Check every line of the entries that follow, and copy the ones containing "when".

--- Information supplied Enclosed Below ---

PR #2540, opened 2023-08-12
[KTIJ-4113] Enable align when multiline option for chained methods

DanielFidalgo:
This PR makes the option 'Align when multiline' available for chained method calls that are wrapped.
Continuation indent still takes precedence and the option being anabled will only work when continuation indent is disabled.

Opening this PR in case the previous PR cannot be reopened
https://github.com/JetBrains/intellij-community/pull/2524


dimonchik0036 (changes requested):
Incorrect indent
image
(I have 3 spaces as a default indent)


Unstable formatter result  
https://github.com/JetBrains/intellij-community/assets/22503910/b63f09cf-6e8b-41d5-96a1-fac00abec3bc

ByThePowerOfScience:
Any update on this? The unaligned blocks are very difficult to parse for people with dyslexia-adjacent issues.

--- End of Enclosed Information supplied ---
--- Information supplied Enclosed Below ---

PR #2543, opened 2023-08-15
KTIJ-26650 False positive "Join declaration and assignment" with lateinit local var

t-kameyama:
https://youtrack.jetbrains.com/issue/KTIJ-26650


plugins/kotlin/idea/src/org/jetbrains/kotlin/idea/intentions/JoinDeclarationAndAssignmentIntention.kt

--- End of Enclosed Information supplied ---

Response area:
[KTIJ-4113] Enable align when multiline option for chained methods
This PR makes the option 'Align when multiline' available for chained method calls that are wrapped.
Continuation indent still takes precedence and the option being anabled will only work when continuation indent is disabled.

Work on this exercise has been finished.